Other training techniques for feedforward networks

Although backpropagation is still the most widely used algorithm for training multilayer perceptrons, there are other methods which are not based on backpropagating the error. Some of them will be reviewed in the following.

Derivative estimation by perturbation

The derivative estimation by perturbation method first injects some perturbations in the network, propagates them forward and calculates the change in error caused by them. Then, this change in error is used to approximate the gradient of the error function. The idea has two variations, to inject the perturbation locally, at the level of one neuron as in MRIII [Andes, 1990], or globally as in model-free distributed learning [Dembo, 1990].

Direct update of the weights

The method of directly updating the weights by perturbation eliminates the need for gradient computation. The weights are simply changed by an arbitrary quantity and the new error value is calculated. If the change has determined a decrease of the error, the change is accepted. If error has been increased by the weight change, the weight change is discarded and some other change will be tried. Again, there are two variations of this idea, one which applies the weight changes on an individual basis (to each weight) and one which considers a perturbation matrix which perturbs the weight matrix [Baba, 1989].

Genetic algorithms

Another approach to training is genetic algorithms. In this method, the weight state and/or the architecture are encoded into a binary string called a chromosome. For each chromosome, a fitness measure is calculated. This fitness measure is inversely proportional to the error on the training set. Initially, a population of chromosomes is generated randomly and subsequently new generations are created by using a set of genetic operators. There are two categories of genetic operators: cross-over

operators which combine bits from two chromosomes to create a third one and mutation operators which randomly change some bits in the chromosome it acts upon. At each generation, some individuals will die if their fitness value is below a certain threshold. After a certain number of generations, a solution is obtained by choosing the best fit (or any) member of the current generation. The main disadvantages of the genetic approach are the extreme sensitivity to the binary codification of genes, the genetic operations and the rate at which they are applied and the calculation of the fitness values. Very small changes in any of these elements could lead to a very slow evolution speed or even failure. Genetic algorithms are described in [Chang, 1990], [Dodd, 1990], [de Garis, 1990] and others.

Basis functions

In this case, the network approximates the desired function using a set of functions which form a basis in the function space:

m

f(w>x)=£w,o,(x)

f=l

where are the basis functions, Wi are weights and X is the input pattern. Each neuron on the hidden layer is fully connected to each input neuron and implements a basis function. The output layer performs a linear summation of the basis functions supplied by the hidden layer. The main difference from the backpropagation variations is that the weights from the input layer to the hidden layer are not trained by error propagation but they are calculated directly from the training samples. The weights to the output layer, however, can be trained using the delta rule or calculated directly by solving a linear system.
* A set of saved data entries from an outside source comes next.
PR #1598, opened 2021-07-12
Fix illegal / broken HTML

He3lixxx:
I ran all the pages through https://validator.w3.org and fixed the errors. I guess best reviewed by commit?


janno42 (approved):
very html. much beauty. wow.

PR #1585, opened 2021-04-18
Fix formatting discussions (introduce Black)

karyon:
I always wanted to try [Black](https://github.com/psf/black), an opinionated code formatter. It provides very few configuration options, which is nice: There's not much to discuss about, either we take it or we don't.

One of the few options that could be discussed about is the line length. I arbitrarily set it to 140, which is kind of a lot, but it's already adding quite a lot of lines. 150 added 300 lines less, 160 another 150. A line length of 130 added 500 more lines, 120 added another 800.

And then there's --skip-string-normalization. Without it, black would change all strings to use double quotes. That's another 2000 lines changed, and I thought that's not worth it.

I excluded a few files where I felt black didn't help. For migrations I felt that formatting existing ones is just unnecessary code churn. It would be nice to apply it to new ones though, but that's not so easy. Anyway, I just excluded them all.

What do you think?

Todos left:
* [x] Discuss whether we actually want this
* [x] Update to 21.4b0
* [x] ~Exclude settings.py?~
* [ ] check the 140 commit for formatting fails
* [ ] check the 120 commit for formatting fails
* [ ] Fail CI if not formatted properly
* [ ] Give management command
* [ ] Check for conflicts with pylint
* [ ] create .git-blame-ignore-revs
* [ ] enable string normalization

Nice to haves:
* [ ] Pyproject.toml: Move pylint settings there? Reference: https://github.com/ephios-dev/ephios/blob/main/pyproject.toml
* [ ] Add isort
* [ ] git precommit hook: Can we give something to users that automatically runs? Might produce "weird" formatting of some lines. See https://github.com/psf/black#version-control-integration / https://github.com/ephios-dev/ephios/blob/main/.pre-commit-config.yaml

PR #1600, opened 2021-07-19
Code formatting: Introduce black

He3lixxx:
Continuation of #1585 

Todos left:
* [x] Discuss whether we actually want this
* [x] Update to current version
* [x] ~Exclude settings.py?~
* [x] check for formatting fails (I will just re-check the ones given in #1585)
* [x] Fail CI if not formatted properly
* [x] Check for conflicts with pylint
* [x] enable string normalization
* [x] Management command (for black and pylint)
* [x] create .git-blame-ignore-revs (will do last, when commit hash is fixed)

Nice to haves:
* [ ] Pyproject.toml: Move pylint settings there? Reference: https://github.com/ephios-dev/ephios/blob/main/pyproject.toml
* [ ] Add isort


evap/evaluation/models.py
```diff
@@ -848,64 +957,87 @@ def annotate_with_participant_and_voter_counts(cls, evaluation_query):
...
 
     class Meta:
-        unique_together = (
-            ('evaluation', 'contributor'),
-        )
-        ordering = ['order', ]
+        unique_together = (("evaluation", "contributor"),)
+        ordering = [
+            "order",
+        ]
```
janno42: this feels inconsistent, but i don't think it's important to change it

janno42 (approved):
i looked trough the tiny diff and think its ready to :shipit:

He3lixxx:
I've added a .git-ignore-blame-rev and updated https://github.com/e-valuation/EvaP/wiki/Development-Tips with instructions on how to use it.

For new contributors, it might make sense to put a note in the README.md that they probably want their IDE to lint + format files on save or something? Since there might be discussion about this, I'll make a new PR for that. Pyproject.toml merge will also go in there.

PR #1602, opened 2021-07-26
Fix degree check when importing enrollments

### LINKED ISSUE #1595: Missing degree check in enrollment import
When importing enrollment data, the importer must check whether the degrees used in the uploaded file already exist (and show an error message if a degree doesn't yet exist and must be manually created).

However, the error message for non-existent degrees currently only works correctly if this degree is the one in the first occurrence of an evaluation. If the first occurrence has a valid degree and any of the following degrees does not exist, no error will be shown and the import will fail silently.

The basis functions can be localised or not. If the functions are local, their effect is present only in a limited region of the input space. The most commonly used type in this category is the radial basis function type in which the basis functions are Gaussian functions [Broomhead, 1988], [Musavi, 1992], [Moody, 1989], [Poggio, 1990], [Girosi, 1990]. Different non-localised basis functions can be used, as well. A possible choice for the basis functions is a set of orthogonal polynomials.

Converting decision trees

A classification network performs the same task as a classification tree. Several authors have shown that it is possible to construct a neural network equivalent to a given classification tree. This network can be used as it is or as a starting point for a backpropagation training or other training techniques. The approach presents the advantage that many classical techniques for designing tree classifiers can be directly used in building neural networks. A disadvantage could be that usually, the construction of the classification tree is a process with heavy computational demands. The connection between tree classifiers and neural networks is explored in [Sethi, 1990a], [Sethi, 1990b] and [Sirat, 1990].

Learning from examples and queries

The techniques presented until now, are based on a training set which is independent of the learning process. Query learning uses a partial training with very few examples after which the algorithm calculates some 'interesting' points in the input space and the output values for those inputs are asked. The advantages of this approach are firstly that a good approximation can be constructed using a small training set and secondly that the algorithm itself can find the points which are more important (such as the boundary points in a classification problem) and can pay more attention to them. The disadvantage is that the approach requires the existence of an oracle i.e. a mechanism able to give the correct output for any input point the algorithm might ask. There are many real world problems for which such an oracle does not exist. Two examples of query learning algorithms are [Hwang, 1990] and [Baum, 1991].